Mamãe, passei em Medicina!

Fiz Ensino Médio em Escola Técnica. Nunca entendi a mitose e a meiose. Não sei a diferença entre eucariontes e procariontes, Darwin, Mendel e seus amigos não me são próximos. Tudo que sei de cromossomos e DNA é o que leio em jornais e revistas.

Ainda assim consegui aprovação em Medicina na UFCSPA através do famigerado Enem. Como? “Chutei” com precisão? Não, ao contrário, errei praticamente todas as questões de Ciências Biológicas. Ah, em compensação eu tive o extremo mérito de entender que a foto de um jogador parado fora da quadra com uma bola de vôlei significa que ele vai sacar e também percebi a foto do Mr.
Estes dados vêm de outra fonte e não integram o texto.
Issue #327, opened 2018-06-27
VCAP_SERVICES support omits credentials


glynnbird:
### 1. Steps to reproduce and the simplest code sample possible to demonstrate the issue

```js
// test.js
var cloudant = require('@cloudant/cloudant');
var opts = { vcapServices: JSON.parse(process.env.VCAP_SERVICES) }

var db = cloudant(opts).db.use('animaldb')
db.list((err,data) => {
  console.log(err,data)
  // Error: _reader access is required for this request
})
```

```sh
export VCAP_SERVICES='{"cloudantNoSQLDB":[{"credentials":{"username":"X","password":"Y","host":"35d1073f-69a3-455e-aa7a-1ab424774955-bluemix.cloudant.com","port":443,"url":"https://X:Y@35d1073f-69a3-455e-aa7a-1ab424774955-bluemix.cloudant.com"},"syslog_drain_url":null,"volume_mounts":[],"label":"cloudantNoSQLDB","provider":null,"plan":"Shared","name":"iot-cloudantNoSQLDB","tags":["data_management","ibm_created","lite","ibm_dedicated_public"]}]}'
node test.js
```

### 2. What you expected to happen

I expected to get a list of documents from the database

### 3. What actually happened

- HTTP 401
- name: 'Error',
-  error: 'unauthorized',
- reason: '_reader access is required for this request',

## Environment details

- Tested on version 2.3.0
- Node.js version -  8.11.1

--------------------------

I think it stems from this section of the code https://github.com/cloudant/nodejs-cloudant/blob/master/lib/reconfigure.js#L93-L101. The `host` key is picked up from VCAP_SERVICES which is just the host name. The username and password are ignored. The `url` key has the full URL with username & password present, or the `username` & `password` can be used.

This issue was reported to me by @bradnoble who was trying to get a CloudFoundry app working with Cloudant. It worked when he supplied the URL to the library himself, but passing the parsed VCAP_SERVICES environment variable didn't work. 

I was able to reproduce this by looking at a VCAP_SERVICES env variable from one of my CloudFoundry apps and it failed in the same way for me. I verified that the credentials were missing at [this line of the library code](https://github.com/cloudant/nodejs-cloudant/blob/master/lib/reconfigure.js#L128).

------

PR #328, opened 2018-06-27
allow basic-auth url in vcap_services - fixes issue #327

glynnbird:
## Checklist

## Description

Fixed a bug in reconfigure where `vcapServices` is supplied with a basic-auth URL. 

Fixes issue #327 

## Approach

Only the `hostname` was used and the `username`/`password` was ignored. I elected to pick the `url` parameter which contains the basic-auth credentials in the absence of an `apikey` in the `credentials` object.

## Schema & API Changes

- "No change"

## Security and Privacy

- "No change"

## Testing

 Added new tests:

- allows a vcap_services basic-auth url

## Monitoring and Logging

- "No change"

### DIFF
--- a/lib/reconfigure.js
+++ b/lib/reconfigure.js
@@ -94,6 +94,8 @@ module.exports = function(config) {
           outUrl = 'https://' + encodeURIComponent(credentials.host);
           if (credentials.apikey) {
             outCreds.iamApiKey = credentials.apikey;
+          } else if (credentials.url) {
+            outUrl = credentials.url;
           }
           break;
         } else {
--- a/CHANGES.md
+++ b/CHANGES.md
@@ -1,5 +1,6 @@
 # UNRELEASED
 - [FIXED] Case where `username` and `password` options were not used if a `url` was supplied.
+- [FIXED] Case where vcapServices was supplied with a basic-auth url
 
 # 2.3.0 (2018-06-08)
 - [FIXED] Removed addition of `statusCode` to response objects returned by promises.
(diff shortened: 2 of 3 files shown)


lib/reconfigure.js
```diff
@@ -94,6 +94,8 @@ module.exports = function(config) {
           outUrl = 'https://' + encodeURIComponent(credentials.host);
           if (credentials.apikey) {
             outCreds.iamApiKey = credentials.apikey;
+          } else if (credentials.url) {
```
ricellis: A "v2" `VCAP_SERVICES` `url` does not have embedded credentials, but the `host` `username` and `password` are present. I don't know if it is possible to construct a "v2" `VCAP_SERVICES` without an `apikey` - if it is then this isn't safe.
@emlaver thoughts?

emlaver: v2 VCAP, whether legacy or not, should have an `apikey`.  The non-legacy v2 VCAP has `host` and `username`, but does not have `url`  or `password`.  The legacy v2 VCAP has `host`, `username`, and `password`.
What we should do is replace the above with an `else if` block that adds username and password to url e.g.
```
...
} else if (credentials.username && credentials.password) {
  outUrl = 'https://' + encodeURIComponent(credentials.username) + ':' +
                     encodeURIComponent(credentials.password) + '@' + credentials.host;
}
```

glynnbird: ok. I'll rewrite to always construct the URL from the components. The app I was looking at *did* have a `url`, so must have been an older version of VCAP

Bean no quadro da Mona Lisa. É sim, eu acertei estas! (e para todos que ainda não conhecem a prova do Enem, fica o convite para que o façam, visitem o site do Inep).

A primeira incoerência é que o MEC defende ardorosamente o Enem como substituto do sempre combatido vestibular e usa aquele para endossar o ingresso numa respeitada faculdade de Medicina de alguém que não sabe a diferença entre o lisossomo e o ribossomo, preterindo vários estudantes muitíssimo mais bem preparados e com vocação para a área médica.

A segunda incoerência é que tenha sido Matemática a disciplina decisiva para a aprovação. Para postulantes a uma vaga de Medicina, a Matemática deveria ser menos importante que a Biologia, não? Mas aqui também cabe uma advertência aos estudantes gaúchos, se me permitem: a Matemática cobrada no Enem é extremamente básica, os tópicos de Ensino Médio mal são tangenciados na prova. Regra de três e alguma interpretação de gráficos já são suficientes para alavancar uma boa nota.

É preciso também que se evidencie publicamente a lotérica correção das 4 milhões de redações do Enem num prazo curto. Quem não dá sorte nesse quesito e busca vaga num curso de alta concorrência, como Medicina, vai precisar esperar mais um ano para apostar suas fichas. A prova simples e fácil não é boa para quem procura esses cursos. Espreme as notas na ponta de cima, torna a nota da redação muito mais importante, o fiel da balança. Além da subjetividade da correção, a escala gigantesca do processo impõe dúvidas sobre a uniformidade de critérios, isto para apontar apenas um dos pontos polêmicos nesse item.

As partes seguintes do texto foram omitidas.